The New York City Department of Finance has issued an “Update on Audit Issues” regarding the commercial rent tax treatment of amounts paid for the placement of advertising on billboards and digital signs in Manhattan.  Update on Audit Issues, Commercial Rent Tax, Billboards, May 28, 2014. According  to the Audit Update, the tenant of a billboard lease in Manhattan (for premises south of the center line of 96th Street, and for an annual gross rent of at least $250,000) must file commercial rent tax (“CRT”) returns.  For businesses that are not in compliance and that are not under audit by the Department, the Audit Update recommends participation in the Department’s Voluntary Disclosure  and Compliance Program.

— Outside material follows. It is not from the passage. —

PR #1203, opened 2021-07-27
Remove Date as valid CellValue type on DisplayTable

Stephen-ONeil:
Address a bunch of other TODO and cleanup comments in DisplayTable while I'm at it.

For those businesses that are under audit, the Department has announced that it will accept payment of tax and interest for the most recent six CRT years in full satisfaction of the taxpayer’s CRT deficiency. The Department’s auditors will also consider the impact of the billboard payments on the taxpayer’s general corporation tax (“GCT”) and unincorporated business tax (“UBT”) returns (typically, through adjustments to the property factor of the business allocation percentage).  If such adjustments are necessary, “the Department may choose to address the matter separately or as part of a single resolution with the CRT deficiency.”

Additional Insights

Over the past year, many businesses have been the subject of CRT audits with respect to their payments to display advertising on digital signs affixed to buildings principally in the Times Square area of Manhattan.  The Department has claimed that the payments are for the use or occupancy of commercial premises.  The issue has been a contentious one for several reasons. For one thing, although the regulations provide that advertising signs "occupied or used by a tenant" are taxable premises, the Department undertook the CRT audit initiative after many years of non-enforcement. The CRT audit initiative subjected businesses to lengthy (and unexpected) CRT assessments.  In addition, there is the legal question of whether the signage arrangements are truly for the use or occupancy of commercial premises within the meaning of the CRT law.  The new limited lookback is a reasonable effort by the Department to avoid the egregious impact of retroactive enforcement, but does not resolve the underlying question of the taxability of these arrangements.

The Audit Update specifically leaves open for resolution on a case-by-case basis the resulting impact on the GCT and UBT from treating the billboard payments as payments for the use or occupancy of premises.  It does not address whether the Department will treat the arrangements as resulting in taxable nexus for a business that has no other connection with the City of New York, although that would appear to be a consequence of the Department’s audit policy.